RECORDS FOR PROCESSING:
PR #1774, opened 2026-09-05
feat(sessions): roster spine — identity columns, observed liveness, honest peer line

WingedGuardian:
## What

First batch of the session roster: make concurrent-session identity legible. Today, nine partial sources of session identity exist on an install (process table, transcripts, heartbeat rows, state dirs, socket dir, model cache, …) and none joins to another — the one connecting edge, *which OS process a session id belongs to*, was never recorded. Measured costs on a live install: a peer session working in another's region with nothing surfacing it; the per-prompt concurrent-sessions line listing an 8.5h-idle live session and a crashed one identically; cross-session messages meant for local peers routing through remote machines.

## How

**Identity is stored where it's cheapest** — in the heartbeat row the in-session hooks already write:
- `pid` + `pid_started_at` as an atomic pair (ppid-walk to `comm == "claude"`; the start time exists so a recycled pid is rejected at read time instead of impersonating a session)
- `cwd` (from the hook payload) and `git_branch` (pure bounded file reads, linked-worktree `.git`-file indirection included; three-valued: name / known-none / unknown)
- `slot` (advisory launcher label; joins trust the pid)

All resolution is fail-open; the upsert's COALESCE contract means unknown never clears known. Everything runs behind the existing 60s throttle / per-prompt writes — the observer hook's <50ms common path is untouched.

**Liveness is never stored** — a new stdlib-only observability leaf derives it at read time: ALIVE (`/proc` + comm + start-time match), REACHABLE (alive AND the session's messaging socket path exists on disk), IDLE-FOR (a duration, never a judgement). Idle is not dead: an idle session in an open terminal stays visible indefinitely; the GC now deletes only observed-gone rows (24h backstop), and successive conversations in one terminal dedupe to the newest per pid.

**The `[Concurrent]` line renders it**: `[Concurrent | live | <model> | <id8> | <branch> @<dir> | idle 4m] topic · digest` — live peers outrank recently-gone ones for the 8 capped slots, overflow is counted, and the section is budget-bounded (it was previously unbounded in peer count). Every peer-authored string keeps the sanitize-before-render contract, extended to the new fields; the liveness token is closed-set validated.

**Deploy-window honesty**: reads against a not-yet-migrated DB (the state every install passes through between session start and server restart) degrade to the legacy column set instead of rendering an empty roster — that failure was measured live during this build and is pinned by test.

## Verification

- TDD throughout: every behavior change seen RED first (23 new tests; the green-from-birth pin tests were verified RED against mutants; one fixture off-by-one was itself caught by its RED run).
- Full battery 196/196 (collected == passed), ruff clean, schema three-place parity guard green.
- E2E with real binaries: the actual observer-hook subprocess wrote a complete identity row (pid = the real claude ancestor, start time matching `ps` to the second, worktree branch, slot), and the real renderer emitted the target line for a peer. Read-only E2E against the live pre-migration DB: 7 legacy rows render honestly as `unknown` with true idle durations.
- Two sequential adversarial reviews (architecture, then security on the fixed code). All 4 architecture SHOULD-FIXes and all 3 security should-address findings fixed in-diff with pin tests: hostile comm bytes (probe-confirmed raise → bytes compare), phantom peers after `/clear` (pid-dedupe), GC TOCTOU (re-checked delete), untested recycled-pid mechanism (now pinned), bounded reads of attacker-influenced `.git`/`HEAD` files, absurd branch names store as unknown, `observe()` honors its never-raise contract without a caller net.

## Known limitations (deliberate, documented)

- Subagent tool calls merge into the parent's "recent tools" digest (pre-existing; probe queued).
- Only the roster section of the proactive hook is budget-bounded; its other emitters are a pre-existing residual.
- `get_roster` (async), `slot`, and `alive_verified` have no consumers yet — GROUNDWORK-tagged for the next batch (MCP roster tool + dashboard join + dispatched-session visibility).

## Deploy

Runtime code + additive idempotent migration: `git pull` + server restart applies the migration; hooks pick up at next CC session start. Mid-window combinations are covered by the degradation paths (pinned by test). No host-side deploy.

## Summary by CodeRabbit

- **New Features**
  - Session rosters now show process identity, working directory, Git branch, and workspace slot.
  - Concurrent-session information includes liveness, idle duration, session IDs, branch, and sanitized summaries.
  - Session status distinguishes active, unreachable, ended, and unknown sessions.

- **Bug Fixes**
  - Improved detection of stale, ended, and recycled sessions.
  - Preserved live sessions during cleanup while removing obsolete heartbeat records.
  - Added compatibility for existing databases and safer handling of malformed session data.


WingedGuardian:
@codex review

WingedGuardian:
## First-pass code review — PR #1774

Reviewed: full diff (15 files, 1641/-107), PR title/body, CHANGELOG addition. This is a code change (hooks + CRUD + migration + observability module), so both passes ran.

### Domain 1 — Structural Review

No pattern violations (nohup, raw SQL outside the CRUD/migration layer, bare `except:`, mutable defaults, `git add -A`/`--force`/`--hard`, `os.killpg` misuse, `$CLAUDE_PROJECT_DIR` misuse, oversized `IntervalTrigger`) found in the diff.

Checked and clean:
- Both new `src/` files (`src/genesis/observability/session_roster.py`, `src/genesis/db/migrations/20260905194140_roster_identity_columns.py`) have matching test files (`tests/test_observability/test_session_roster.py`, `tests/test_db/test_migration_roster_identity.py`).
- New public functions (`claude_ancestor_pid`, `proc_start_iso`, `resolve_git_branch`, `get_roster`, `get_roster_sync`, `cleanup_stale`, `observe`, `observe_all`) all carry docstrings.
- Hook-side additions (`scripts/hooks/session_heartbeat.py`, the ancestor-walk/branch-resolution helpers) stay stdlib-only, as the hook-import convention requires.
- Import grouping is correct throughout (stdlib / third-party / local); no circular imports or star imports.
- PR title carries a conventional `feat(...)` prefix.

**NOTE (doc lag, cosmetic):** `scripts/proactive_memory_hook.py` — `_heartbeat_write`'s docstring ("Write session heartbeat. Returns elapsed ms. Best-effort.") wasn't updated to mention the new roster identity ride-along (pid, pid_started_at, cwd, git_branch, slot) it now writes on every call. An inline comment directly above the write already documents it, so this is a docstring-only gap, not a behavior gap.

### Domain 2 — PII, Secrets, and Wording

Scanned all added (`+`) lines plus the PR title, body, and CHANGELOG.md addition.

TASK BRIEF: Would you retype all of the data exactly as shown?

RESULT BELOW:
PR #1774, opened 2026-09-05
feat(sessions): roster spine — identity columns, observed liveness, honest peer line

WingedGuardian:
## What

First batch of the session roster: make concurrent-session identity legible. Today, nine partial sources of session identity exist on an install (process table, transcripts, heartbeat rows, state dirs, socket dir, model cache, …) and none joins to another — the one connecting edge, *which OS process a session id belongs to*, was never recorded. Measured costs on a live install: a peer session working in another's region with nothing surfacing it; the per-prompt concurrent-sessions line listing an 8.5h-idle live session and a crashed one identically; cross-session messages meant for local peers routing through remote machines.

## How

**Identity is stored where it's cheapest** — in the heartbeat row the in-session hooks already write:
- `pid` + `pid_started_at` as an atomic pair (ppid-walk to `comm == "claude"`; the start time exists so a recycled pid is rejected at read time instead of impersonating a session)
- `cwd` (from the hook payload) and `git_branch` (pure bounded file reads, linked-worktree `.git`-file indirection included; three-valued: name / known-none / unknown)
- `slot` (advisory launcher label; joins trust the pid)

All resolution is fail-open; the upsert's COALESCE contract means unknown never clears known. Everything runs behind the existing 60s throttle / per-prompt writes — the observer hook's <50ms common path is untouched.

**Liveness is never stored** — a new stdlib-only observability leaf derives it at read time: ALIVE (`/proc` + comm + start-time match), REACHABLE (alive AND the session's messaging socket path exists on disk), IDLE-FOR (a duration, never a judgement). Idle is not dead: an idle session in an open terminal stays visible indefinitely; the GC now deletes only observed-gone rows (24h backstop), and successive conversations in one terminal dedupe to the newest per pid.

**The `[Concurrent]` line renders it**: `[Concurrent | live | <model> | <id8> | <branch> @<dir> | idle 4m] topic · digest` — live peers outrank recently-gone ones for the 8 capped slots, overflow is counted, and the section is budget-bounded (it was previously unbounded in peer count). Every peer-authored string keeps the sanitize-before-render contract, extended to the new fields; the liveness token is closed-set validated.

**Deploy-window honesty**: reads against a not-yet-migrated DB (the state every install passes through between session start and server restart) degrade to the legacy column set instead of rendering an empty roster — that failure was measured live during this build and is pinned by test.

## Verification

- TDD throughout: every behavior change seen RED first (23 new tests; the green-from-birth pin tests were verified RED against mutants; one fixture off-by-one was itself caught by its RED run).
- Full battery 196/196 (collected == passed), ruff clean, schema three-place parity guard green.
- E2E with real binaries: the actual observer-hook subprocess wrote a complete identity row (pid = the real claude ancestor, start time matching `ps` to the second, worktree branch, slot), and the real renderer emitted the target line for a peer. Read-only E2E against the live pre-migration DB: 7 legacy rows render honestly as `unknown` with true idle durations.
- Two sequential adversarial reviews (architecture, then security on the fixed code). All 4 architecture SHOULD-FIXes and all 3 security should-address findings fixed in-diff with pin tests: hostile comm bytes (probe-confirmed raise → bytes compare), phantom peers after `/clear` (pid-dedupe), GC TOCTOU (re-checked delete), untested recycled-pid mechanism (now pinned), bounded reads of attacker-influenced `.git`/`HEAD` files, absurd branch names store as unknown, `observe()` honors its never-raise contract without a caller net.

## Known limitations (deliberate, documented)

- Subagent tool calls merge into the parent's "recent tools" digest (pre-existing; probe queued).
- Only the roster section of the proactive hook is budget-bounded; its other emitters are a pre-existing residual.
- `get_roster` (async), `slot`, and `alive_verified` have no consumers yet — GROUNDWORK-tagged for the next batch (MCP roster tool + dashboard join + dispatched-session visibility).

## Deploy

Runtime code + additive idempotent migration: `git pull` + server restart applies the migration; hooks pick up at next CC session start. Mid-window combinations are covered by the degradation paths (pinned by test). No host-side deploy.

## Summary by CodeRabbit

- **New Features**
  - Session rosters now show process identity, working directory, Git branch, and workspace slot.
  - Concurrent-session information includes liveness, idle duration, session IDs, branch, and sanitized summaries.
  - Session status distinguishes active, unreachable, ended, and unknown sessions.

- **Bug Fixes**
  - Improved detection of stale, ended, and recycled sessions.
  - Preserved live sessions during cleanup while removing obsolete heartbeat records.
  - Added compatibility for existing databases and safer handling of malformed session data.


WingedGuardian:
@codex review

WingedGuardian:
## First-pass code review — PR #1774

Reviewed: full diff (15 files, 1641/-107), PR title/body, CHANGELOG addition. This is a code change (hooks + CRUD + migration + observability module), so both passes ran.

### Domain 1 — Structural Review

No pattern violations (nohup, raw SQL outside the CRUD/migration layer, bare `except:`, mutable defaults, `git add -A`/`--force`/`--hard`, `os.killpg` misuse, `$CLAUDE_PROJECT_DIR` misuse, oversized `IntervalTrigger`) found in the diff.

Checked and clean:
- Both new `src/` files (`src/genesis/observability/session_roster.py`, `src/genesis/db/migrations/20260905194140_roster_identity_columns.py`) have matching test files (`tests/test_observability/test_session_roster.py`, `tests/test_db/test_migration_roster_identity.py`).
- New public functions (`claude_ancestor_pid`, `proc_start_iso`, `resolve_git_branch`, `get_roster`, `get_roster_sync`, `cleanup_stale`, `observe`, `observe_all`) all carry docstrings.
- Hook-side additions (`scripts/hooks/session_heartbeat.py`, the ancestor-walk/branch-resolution helpers) stay stdlib-only, as the hook-import convention requires.
- Import grouping is correct throughout (stdlib / third-party / local); no circular imports or star imports.
- PR title carries a conventional `feat(...)` prefix.

**NOTE (doc lag, cosmetic):** `scripts/proactive_memory_hook.py` — `_heartbeat_write`'s docstring ("Write session heartbeat. Returns elapsed ms. Best-effort.") wasn't updated to mention the new roster identity ride-along (pid, pid_started_at, cwd, git_branch, slot) it now writes on every call. An inline comment directly above the write already documents it, so this is a docstring-only gap, not a behavior gap.

### Domain 2 — PII, Secrets, and Wording

Scanned all added (`+`) lines plus the PR title, body, and CHANGELOG.md addition.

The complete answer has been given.